*** Extracted entries

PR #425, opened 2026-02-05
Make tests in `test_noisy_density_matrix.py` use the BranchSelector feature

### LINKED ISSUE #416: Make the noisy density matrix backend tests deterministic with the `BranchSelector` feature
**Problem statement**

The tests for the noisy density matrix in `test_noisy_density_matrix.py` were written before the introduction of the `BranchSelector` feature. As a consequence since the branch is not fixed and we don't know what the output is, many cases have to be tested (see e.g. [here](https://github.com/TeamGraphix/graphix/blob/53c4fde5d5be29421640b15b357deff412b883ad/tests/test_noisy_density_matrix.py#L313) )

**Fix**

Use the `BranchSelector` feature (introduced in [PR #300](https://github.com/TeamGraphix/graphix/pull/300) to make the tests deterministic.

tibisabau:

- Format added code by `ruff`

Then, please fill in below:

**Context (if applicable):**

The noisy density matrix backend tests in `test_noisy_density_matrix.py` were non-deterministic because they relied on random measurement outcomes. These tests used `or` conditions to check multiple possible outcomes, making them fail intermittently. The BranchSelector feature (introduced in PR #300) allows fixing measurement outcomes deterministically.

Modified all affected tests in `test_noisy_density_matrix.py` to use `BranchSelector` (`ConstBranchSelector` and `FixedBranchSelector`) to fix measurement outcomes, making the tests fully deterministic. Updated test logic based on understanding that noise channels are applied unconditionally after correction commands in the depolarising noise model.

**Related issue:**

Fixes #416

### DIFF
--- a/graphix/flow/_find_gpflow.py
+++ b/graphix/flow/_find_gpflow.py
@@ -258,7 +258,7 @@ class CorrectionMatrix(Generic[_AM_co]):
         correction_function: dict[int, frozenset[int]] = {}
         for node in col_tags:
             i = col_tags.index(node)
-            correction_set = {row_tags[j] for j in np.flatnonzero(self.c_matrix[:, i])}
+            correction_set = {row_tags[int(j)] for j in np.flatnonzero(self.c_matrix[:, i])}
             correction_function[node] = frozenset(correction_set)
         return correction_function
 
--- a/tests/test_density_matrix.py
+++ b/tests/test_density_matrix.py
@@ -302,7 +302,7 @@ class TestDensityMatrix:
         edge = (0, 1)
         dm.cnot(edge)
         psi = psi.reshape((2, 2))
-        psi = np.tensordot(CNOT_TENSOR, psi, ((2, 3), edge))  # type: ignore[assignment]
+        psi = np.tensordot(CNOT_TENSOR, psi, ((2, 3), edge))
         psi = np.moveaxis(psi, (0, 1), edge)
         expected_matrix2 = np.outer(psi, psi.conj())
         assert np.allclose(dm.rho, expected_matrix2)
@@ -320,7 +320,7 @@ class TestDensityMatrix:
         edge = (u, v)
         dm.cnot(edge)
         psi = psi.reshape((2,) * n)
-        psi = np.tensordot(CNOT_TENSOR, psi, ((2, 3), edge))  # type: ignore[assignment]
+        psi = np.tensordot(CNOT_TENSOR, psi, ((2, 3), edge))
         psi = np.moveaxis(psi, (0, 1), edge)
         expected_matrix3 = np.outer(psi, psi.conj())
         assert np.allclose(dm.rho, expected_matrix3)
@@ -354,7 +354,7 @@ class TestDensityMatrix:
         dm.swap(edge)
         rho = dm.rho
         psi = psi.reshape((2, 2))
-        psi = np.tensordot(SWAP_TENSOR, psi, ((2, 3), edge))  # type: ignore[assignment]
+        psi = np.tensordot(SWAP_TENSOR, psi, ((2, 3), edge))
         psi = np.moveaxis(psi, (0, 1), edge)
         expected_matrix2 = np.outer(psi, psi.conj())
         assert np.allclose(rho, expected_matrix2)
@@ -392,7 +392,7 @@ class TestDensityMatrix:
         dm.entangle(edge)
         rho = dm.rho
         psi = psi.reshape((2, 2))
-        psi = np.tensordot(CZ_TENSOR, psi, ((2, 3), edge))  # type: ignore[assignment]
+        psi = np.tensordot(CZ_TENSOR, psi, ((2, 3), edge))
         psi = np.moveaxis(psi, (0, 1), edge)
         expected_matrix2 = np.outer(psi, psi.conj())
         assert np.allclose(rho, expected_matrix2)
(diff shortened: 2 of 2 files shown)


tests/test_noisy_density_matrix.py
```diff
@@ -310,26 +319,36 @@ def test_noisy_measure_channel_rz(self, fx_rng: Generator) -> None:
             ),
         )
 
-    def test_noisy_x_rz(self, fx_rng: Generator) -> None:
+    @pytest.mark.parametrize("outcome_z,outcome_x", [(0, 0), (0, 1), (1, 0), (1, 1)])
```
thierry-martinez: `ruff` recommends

******

Action item
Return the records given above in their entirety, word for word.

Completed task
PR #425, opened 2026-02-05
Make tests in `test_noisy_density_matrix.py` use the BranchSelector feature

### LINKED ISSUE #416: Make the noisy density matrix backend tests deterministic with the `BranchSelector` feature
**Problem statement**

The tests for the noisy density matrix in `test_noisy_density_matrix.py` were written before the introduction of the `BranchSelector` feature. As a consequence since the branch is not fixed and we don't know what the output is, many cases have to be tested (see e.g. [here](https://github.com/TeamGraphix/graphix/blob/53c4fde5d5be29421640b15b357deff412b883ad/tests/test_noisy_density_matrix.py#L313) )

**Fix**

Use the `BranchSelector` feature (introduced in [PR #300](https://github.com/TeamGraphix/graphix/pull/300) to make the tests deterministic.

tibisabau:

- Format added code by `ruff`

Then, please fill in below:

**Context (if applicable):**

The noisy density matrix backend tests in `test_noisy_density_matrix.py` were non-deterministic because they relied on random measurement outcomes. These tests used `or` conditions to check multiple possible outcomes, making them fail intermittently. The BranchSelector feature (introduced in PR #300) allows fixing measurement outcomes deterministically.

Modified all affected tests in `test_noisy_density_matrix.py` to use `BranchSelector` (`ConstBranchSelector` and `FixedBranchSelector`) to fix measurement outcomes, making the tests fully deterministic. Updated test logic based on understanding that noise channels are applied unconditionally after correction commands in the depolarising noise model.

**Related issue:**

Fixes #416

### DIFF
--- a/graphix/flow/_find_gpflow.py
+++ b/graphix/flow/_find_gpflow.py
@@ -258,7 +258,7 @@ class CorrectionMatrix(Generic[_AM_co]):
         correction_function: dict[int, frozenset[int]] = {}
         for node in col_tags:
             i = col_tags.index(node)
-            correction_set = {row_tags[j] for j in np.flatnonzero(self.c_matrix[:, i])}
+            correction_set = {row_tags[int(j)] for j in np.flatnonzero(self.c_matrix[:, i])}
             correction_function[node] = frozenset(correction_set)
         return correction_function
 
--- a/tests/test_density_matrix.py
+++ b/tests/test_density_matrix.py
@@ -302,7 +302,7 @@ class TestDensityMatrix:
         edge = (0, 1)
         dm.cnot(edge)
         psi = psi.reshape((2, 2))
-        psi = np.tensordot(CNOT_TENSOR, psi, ((2, 3), edge))  # type: ignore[assignment]
+        psi = np.tensordot(CNOT_TENSOR, psi, ((2, 3), edge))
         psi = np.moveaxis(psi, (0, 1), edge)
         expected_matrix2 = np.outer(psi, psi.conj())
         assert np.allclose(dm.rho, expected_matrix2)
@@ -320,7 +320,7 @@ class TestDensityMatrix:
         edge = (u, v)
         dm.cnot(edge)
         psi = psi.reshape((2,) * n)
-        psi = np.tensordot(CNOT_TENSOR, psi, ((2, 3), edge))  # type: ignore[assignment]
+        psi = np.tensordot(CNOT_TENSOR, psi, ((2, 3), edge))
         psi = np.moveaxis(psi, (0, 1), edge)
         expected_matrix3 = np.outer(psi, psi.conj())
         assert np.allclose(dm.rho, expected_matrix3)
@@ -354,7 +354,7 @@ class TestDensityMatrix:
         dm.swap(edge)
         rho = dm.rho
         psi = psi.reshape((2, 2))
-        psi = np.tensordot(SWAP_TENSOR, psi, ((2, 3), edge))  # type: ignore[assignment]
+        psi = np.tensordot(SWAP_TENSOR, psi, ((2, 3), edge))
         psi = np.moveaxis(psi, (0, 1), edge)
         expected_matrix2 = np.outer(psi, psi.conj())
         assert np.allclose(rho, expected_matrix2)
@@ -392,7 +392,7 @@ class TestDensityMatrix:
         dm.entangle(edge)
         rho = dm.rho
         psi = psi.reshape((2, 2))
-        psi = np.tensordot(CZ_TENSOR, psi, ((2, 3), edge))  # type: ignore[assignment]
+        psi = np.tensordot(CZ_TENSOR, psi, ((2, 3), edge))
         psi = np.moveaxis(psi, (0, 1), edge)
         expected_matrix2 = np.outer(psi, psi.conj())
         assert np.allclose(rho, expected_matrix2)
(diff shortened: 2 of 2 files shown)


tests/test_noisy_density_matrix.py
```diff
@@ -310,26 +319,36 @@ def test_noisy_measure_channel_rz(self, fx_rng: Generator) -> None:
             ),
         )
 
-    def test_noisy_x_rz(self, fx_rng: Generator) -> None:
+    @pytest.mark.parametrize("outcome_z,outcome_x", [(0, 0), (0, 1), (1, 0), (1, 1)])
```
thierry-martinez: `ruff` recommends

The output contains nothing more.